From time to time, MusicalFare takes a chance with a show that challenges its audience and moves them outside the traditional box of diverting musical confection. Wings and A New Brain come to fine as successful examples. Do not expect a Joni Mitchell revue from Familiar Strangers. Similarly, do not expect a Twyla Tharp night of greatest hits matched to dance, in the vein of her Billy Joel, Bob Dylan or Frank Sinatra concoctions. For Familiar Strangers, the songs seem to have been matched to the story, not merely jobbed in for their popular appeal.

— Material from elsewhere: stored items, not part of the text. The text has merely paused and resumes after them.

PR #2921, opened 2024-04-26
ssp: prpoagate tekton feature gate to SSP

akrejcir:
This PR propagates the value of tekton feature gate to SSP.
This is still needed to fix: https://issues.redhat.com/browse/CNV-33012

After the bug fix, user can intentionally remove all tekton resources by setting the feature gate to `nil` or `false`.

This change will make the behavior after update from previous version less surprising to the user.
It will still be possible to intentionally remove tekton resources without deleting SSP.

**Reviewer Checklist**

- [ ] PR Message
- [ ] Commit Messages
- [ ] How to test
- [ ] Unit Tests
- [ ] Functional Tests
- [ ] User Documentation
- [ ] Developer Documentation
- [ ] Upgrade Scenario
- [ ] Uninstallation Scenario
- [ ] Backward Compatibility

**Jira Ticket**:
```jira-ticket
https://issues.redhat.com/browse/CNV-33012
```

**Release note**:
```release-note
None
```


docs/cluster-configuration.md
```diff
@@ -162,6 +162,12 @@ the [dataImportCronTemplates field](#configure-custom-golden-images), even if th
 
 **Default**: `true`
 
+### deployTektonTaskResources Feature Gate
+The `deployTektonTaskResources` feature gate is deprecated. If it is set to `false` on existing clusters,
+it will remove tasks and example pipelines. Setting in to `true` has no effect.
```
0xFelix, line 167:
```suggestion
it will remove tasks and example pipelines. Setting it to `true` has no effect.
```

akrejcir: done

0xFelix (approved):
/lgtm

nunnatsa:
@akrejcir - I'm not sure I understand the logic here.

If I understand correctly, this PR reuse the old FG in order to clean takton resources, so the user should actively set it to false. Not sure I understand why this is needed. Are we talking about the upgrade usecase, where the FG was set to true in the previous version? If yes, please add this to the PR description. Anyway, as the code is written now, there is no way not to set the FG. if you'll remove it, it will re-set to false, because this is the default value.

0xFelix:
It's a pointer so it should be possible to not set it, right?

This is intended as an optional way to clean up old Tekton tasks which may remain on the cluster but are deprecated and not required anymore.

akrejcir:
This change will make the behavior after update less surprising to the user.
In the old version, the feature gate behaved as:
- `true` - SSP creates tekton resources
- `false` - SSP removes created tekton resources.

In the new version with this change:
- `true` - SSP does not create tekton resources, only adds a deprecated annotation.
- `false` - SSP removes tekton resources that were created by the previous version.

Without this PR, user would have to manually remove old tekton resources, or uninstall SSP.

The feature gate in SSP is not a pointer, which is ok. Not setting it is the same as setting it to `false`.

I will change this PR, so that `nil` feature gate is interpreted as `false`.

nunnatsa:
> It's a pointer so it should be possible to not set it, right?
> 
> This is intended as an optional way to clean up old Tekton tasks which may remain on the cluster but are deprecated and not required anymore.

But we have CRD defaults there, setting this FG to be false by default. It will never be empty.

Also, to me it seems like an abuse of the API, and I really don't like it.

nunnatsa:
See lines 
* https://github.com/kubevirt/hyperconverged-cluster-operator/blob/8144382ca03156cadc4024c9ffe767503daaa08f/api/v1beta1/hyperconverged_types.go#L69
* https://github.com/kubevirt/hyperconverged-cluster-operator/blob/8144382ca03156cadc4024c9ffe767503daaa08f/api/v1beta1/hyperconverged_types.go#L425-L426
* https://github.com/kubevirt/hyperconverged-cluster-operator/blob/8144382ca03156cadc4024c9ffe767503daaa08f/api/v1beta1/hyperconverged_types.go#L832

akrejcir:
> But we have CRD defaults there, setting this FG to be false by default. It will never be empty.

It is ok if the FG is never empty. `false` is the same as `nil` for this FG.
 
> Also, to me it seems like an abuse of the API, and I really don't like it.

Why do you think it is an API abuse? In my opinion it is close to the previous functionality. The only difference is that `true` value does not do anything.
Do you maybe have a different idea how to do this? Or if you think it is a bad design, we can not implement it.

akrejcir:
We wanted this to go to 4.16, but it may be too late now. If 4.16 will be released without this PR, then adding this PR in later versions will introduce unwanted behavior.
In the current code without this PR, the SSP feature gate is always set to `false`. When it is released and users update their clusters, they will have the feature gate set to `false` and existing tekton resources will be marked as deprecated.
If we would merge this PR in a later version, and users would update, the feature gate would still be `false`, and unexpectedly for users, SSP would remove all the existing deprecated tekton resources.

That is not what we want. Tekton resources should not be unexpectedly removed.

/hold

akrejcir:
Closing, because it is too late.
We will add documentation to explain how to remove old tekton resources.

/close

The show reportedly continues to undergo refinement and I am told that it is fully 20 minutes shorter than it was on the night I saw it. That being said, while I did feel that trimming was in order, I never felt hostage to a piece that was constantly engaging and enjoyable.
THE SYRINGA TREE
Yes, Gin Hammond gives a tour de force performance in The Syringa Tree. Yes, it is a highlight of theater going at Studio Arena Theatre. The piece is compelling, moving and thought-provoking. The set by Kenneth Foy and lighting by Steven B. Mannshardt are perfection in their admirable simplicity and effectiveness. Audiences have been adoring the play and it is worthy of these accolades.
The Syringa Tree is a one-woman show by Pamela Gien, in which Hammond portrays a little white girl in South Africa, and all the other people who populate her world. She acts out the role of her mother and father, her friends and caregivers, doctors and neighbors with clarity and invention.

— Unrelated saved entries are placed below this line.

PR #2945, opened 2024-05-06
Remove node label from cnv_abnormal

avlitman:
It's not possible to add the node label to telemetry, this pr removes it. 

**Jira Ticket**:

```jira-ticket: 
https://issues.redhat.com/browse/CNV-40387

```

**Release note**:

```release-note
none
```

### DIFF
--- a/pkg/monitoring/rules/recordingrules/operator.go
+++ b/pkg/monitoring/rules/recordingrules/operator.go
@@ -29,6 +29,6 @@ var operatorRecordingRules = []operatorrules.RecordingRule{
 			Help: "Monitors resources for potential problems",
 		},
 		MetricType: operatormetrics.GaugeType,
-		Expr:       intstr.FromString(`sum by (container, node, reason)(kubevirt_memory_delta_from_requested_bytes)`),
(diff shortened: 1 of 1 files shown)


pkg/monitoring/rules/recordingrules/operator.go
```diff
@@ -29,6 +29,6 @@ var operatorRecordingRules = []operatorrules.RecordingRule{
 			Help: "Monitors resources for potential problems",
 		},
 		MetricType: operatormetrics.GaugeType,
-		Expr:       intstr.FromString(`sum by (container, node, reason)(kubevirt_memory_delta_from_requested_bytes)`),
+		Expr:       intstr.FromString(`sum by (container, reason)(kubevirt_memory_delta_from_requested_bytes)`),
```
machadovilaca, line 32: fine by me, but why do we need to remove the node label? cardinality?

avlitman: Yes, cardinality, they say the node names may vary over time which may add too many series to telemeter

machadovilaca: makes sense

PR #2979, opened 2024-05-31
[release-1.12] Enable VM live update rollout strategy always

tiraboschi:
This PR enables the KubeVirt VM rollout strategy LiveUpdate, allowing changes to VM specs to dynamically propagate to their VMI.
Rollout strategy LiveUpdate is enabled using VMLiveUpdateFeatures Feature Gate and not a configuration knob.
This because, from Kubevirt side, the feature is still protected by a FG, therefore it is still considered not stable in all the contexts and can potentially 1) be dropped, 2) changed in a breaking manner.
So the FeatureGate is still there and no configuration knob is exposed.
Nevertheless, according to the results of our tests, we can consider it as suitable for this use case and so we can handle it as part of the HCO opinionated deployment.
Eventual breaking changes will be evaluated and handled on the HCO side when consuming a future version of Kubevirt.

This is just a manual cherry-pick of 2846

**Reviewer Checklist**

- [ ] PR Message
- [ ] Commit Messages
- [ ] How to test
- [ ] Unit Tests
- [ ] Functional Tests
- [ ] User Documentation
- [ ] Developer Documentation
- [ ] Upgrade Scenario
- [ ] Uninstallation Scenario
- [ ] Backward Compatibility

**Jira Ticket**:

```jira-ticket
https://issues.redhat.com/browse/CNV-36370
```

**Release note**:

```release-note
KubeVirt VM rollout strategy LiveUpdate is now always enabled
```


tiraboschi:
closing for #2986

The story begins during the time of apartheid and takes us through the violence leading up to the changeover to majority rule and finally to the return of the main character, now an adult, to her homeland after years living in America.

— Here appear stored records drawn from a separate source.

PR #2788, opened 2024-02-01
Bump AAQ to v1.1.4, and rename the component name

nunnatsa:
## What this PR does / why we need it
AAQ now called "application-aware-quota". One of the configuration field name also renamed.

This PR changes the import path of AAQ to the new path, bumps it to v1.1.4, and rename the component and the
`enableClusterAppsResourceQuota` field to
`allowApplicationAwareClusterResourceQuota`, to match the rename in AAQ.

**Reviewer Checklist**

> Reviewers are supposed to review the PR for every aspect below one by one. To check an item means the PR is either "OK" or "Not Applicable" in terms of that item. All items are supposed to be checked before merging a PR. 

- [ ] PR Message
- [ ] Commit Messages
- [ ] How to test
- [ ] Unit Tests
- [ ] Functional Tests
- [ ] User Documentation
- [ ] Developer Documentation
- [ ] Upgrade Scenario
- [ ] Uninstallation Scenario
- [ ] Backward Compatibility
- [ ] Troubleshooting Friendly

**Jira Ticket**:

```jira-ticket
None
```

**Release note**:

```release-note
Bump AAQ to v1.1.4
```

PR #3019, opened 2024-07-09
Make `applicationAwareConfig` fields optional

orenc1:
In order for the UI not to render a default value for `applicationAwareConfig`subfields for the `HyperConverged` custom resource, those should be set as optional as well.

**Reviewer Checklist**

- [ ] PR Message
- [ ] Commit Messages
- [ ] How to test
- [ ] Unit Tests
- [ ] Functional Tests
- [ ] User Documentation
- [ ] Developer Documentation
- [ ] Upgrade Scenario
- [ ] Uninstallation Scenario
- [ ] Backward Compatibility

**Jira Ticket**:

```jira-ticket
https://issues.redhat.com/browse/CNV-40208
```

**Release note**:

```release-note
Make applicationAwareConfig fields optional
```


nunnatsa:
@orenc1 I don't think this change will help. The problem is not in HCO, I think. As you can see, the CRD was not changed by your change, and the CRD is the input to the UI.

Also, it was never marked as as a required field in the CRD, so it's already optional.

orenc1:
> @orenc1 I don't think this change will help. The problem is not in HCO, I think. As you can see, the CRD was not changed by your change, and the CRD is the input to the UI.
> 
> Also, it was never marked as as a required field in the CRD, so it's already optional.

but `permittedHostDevices` and its subfields are also marked as optional, and they are not appearing by default in the UI. how it is possible?

nunnatsa:
> permittedHostDevices

I can guess it's because these fields are array (slices), and this one is boolean.

This is not an HCO bug

orenc1:
> > permittedHostDevices
> 
> I can guess it's because these fields are array (slices), and this one is boolean.
> 
> Anyway, this is not an HCO bug.

I think it's because we're setting default values.
I'm checking what happens when the default is not being set (PR is updated)

/hold

nunnatsa (changes requested):
Let's start over. The original implementation of activating aaq, was the existence of the aaq config object in the HyperConvered spec. 

Then, we found out that the ui, as result of a ui bug, always adds this object, activating aaq by default with no way to turn it off.


The bug is very clear: the ui adds optional objects if their fields have default values. This not specific to hco, but a general bug.


In order to workaround this bug, we already changed the original implementation: we added a new feature gate and now this feature gate is the enabler of the aaq. We no longer care if the ui adds the aaq config object, if the feature gate is false, and so we don't care anymore about this ui bug.


Bottom line, this pr is not needed.

nunnatsa:
See #2788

If that sounds like an expansive stretch, it is, and marvelous as Hammond is, the event is, at times, a test of endurance. A great deal of personal and national history is packed into the uninterrupted hour and 40 minutes. Nonetheless, there are other times when the tale is gripping and at every moment, Hammond is in command of the world of The Syringa Tree.
THE FOURTH WALL
The Kavinoky Theatre delves headlong into the most recent self-reflective and politically charged turn in the career of A. R. Gurney with The Fourth Wall. I first saw this play over a decade ago, at the Hasty Pudding in Cambridge. It only had its New York debut last year, meaning it had an unusually long gestation period for a Gurney play. The play that evolved was a comment on the state of theater, and how that reflects a general theme of passivity and disconnection in society at large.
As the play begins, we find ourselves in the typical Gurney setting, the upper-middle-class home of a middle-aged couple in a town like Buffalo. From the start, there is something askew here. Peggy, the lady of the house, has decided to leave one wall of her living room entirely blank, believing that there are or might be people on the other side watching, like in a theater. This decision creates turmoil in the house; the husband enlists an old friend from New York and a theater professor to get to the bottom of it.
Christina Rausa plays Peggy. Steven Cooper is the husband. Lisa Ludwig plays Julia, the friend from New York, and Paul Todaro is the theater professor.
Gurney creates great fun by playing with theatrical conventions. The characters work earnestly at finding an appropriate plot. As Julia observes, Peggy must think there’s something about contemporary American life which makes her feel she is performing a useless role in a second-rate comedy of manners. The professor, however, sees Peggy as a contemporary Saint Joan.
Ultimately, Peggy bails out of this comedy and escapes through the fourth wall on her way to confront George W. Bush. As she leaves she asks the audience if there is anything they want her to tell him. The query elicits a palpable laugh.
The cast is strong, the performance is strong and the evening is very enjoyable. The play is performed without intermission, which seems wise, as the single joke on which it is built is quite slim. Still, nobody can toy with a single theatrical convention like A. R. Gurney and the Kavinoky has made his work a specialty of the house.